Extract, without alteration, each line from the start of the listing to the line bearing "-58,6 +58,10 @@".

Material for this exercise section start

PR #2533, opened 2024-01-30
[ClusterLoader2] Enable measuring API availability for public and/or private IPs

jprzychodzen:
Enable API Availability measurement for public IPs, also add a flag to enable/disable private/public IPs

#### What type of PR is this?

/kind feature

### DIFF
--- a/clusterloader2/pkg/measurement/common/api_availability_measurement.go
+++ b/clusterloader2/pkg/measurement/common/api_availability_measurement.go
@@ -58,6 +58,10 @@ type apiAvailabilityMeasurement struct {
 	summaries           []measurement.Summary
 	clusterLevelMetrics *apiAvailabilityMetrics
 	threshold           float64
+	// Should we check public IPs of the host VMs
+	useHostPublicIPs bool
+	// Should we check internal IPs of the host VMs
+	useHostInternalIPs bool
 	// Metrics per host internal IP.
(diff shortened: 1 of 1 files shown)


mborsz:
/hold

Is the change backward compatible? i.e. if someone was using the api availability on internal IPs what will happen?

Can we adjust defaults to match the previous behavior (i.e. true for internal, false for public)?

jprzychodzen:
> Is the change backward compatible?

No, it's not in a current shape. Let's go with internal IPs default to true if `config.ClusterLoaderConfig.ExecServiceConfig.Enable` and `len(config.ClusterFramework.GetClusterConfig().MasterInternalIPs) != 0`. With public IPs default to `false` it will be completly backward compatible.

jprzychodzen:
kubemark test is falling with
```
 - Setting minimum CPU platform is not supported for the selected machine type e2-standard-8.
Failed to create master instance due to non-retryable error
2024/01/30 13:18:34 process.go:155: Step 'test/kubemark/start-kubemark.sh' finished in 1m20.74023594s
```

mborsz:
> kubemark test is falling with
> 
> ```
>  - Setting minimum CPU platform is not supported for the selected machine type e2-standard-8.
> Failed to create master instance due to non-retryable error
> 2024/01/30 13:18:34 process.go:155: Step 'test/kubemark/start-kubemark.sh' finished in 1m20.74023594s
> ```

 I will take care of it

Material for this exercise section end

*Reply:*
PR #2533, opened 2024-01-30
[ClusterLoader2] Enable measuring API availability for public and/or private IPs

jprzychodzen:
Enable API Availability measurement for public IPs, also add a flag to enable/disable private/public IPs

#### What type of PR is this?

/kind feature

### DIFF
--- a/clusterloader2/pkg/measurement/common/api_availability_measurement.go
+++ b/clusterloader2/pkg/measurement/common/api_availability_measurement.go
@@ -58,6 +58,10 @@ type apiAvailabilityMeasurement struct {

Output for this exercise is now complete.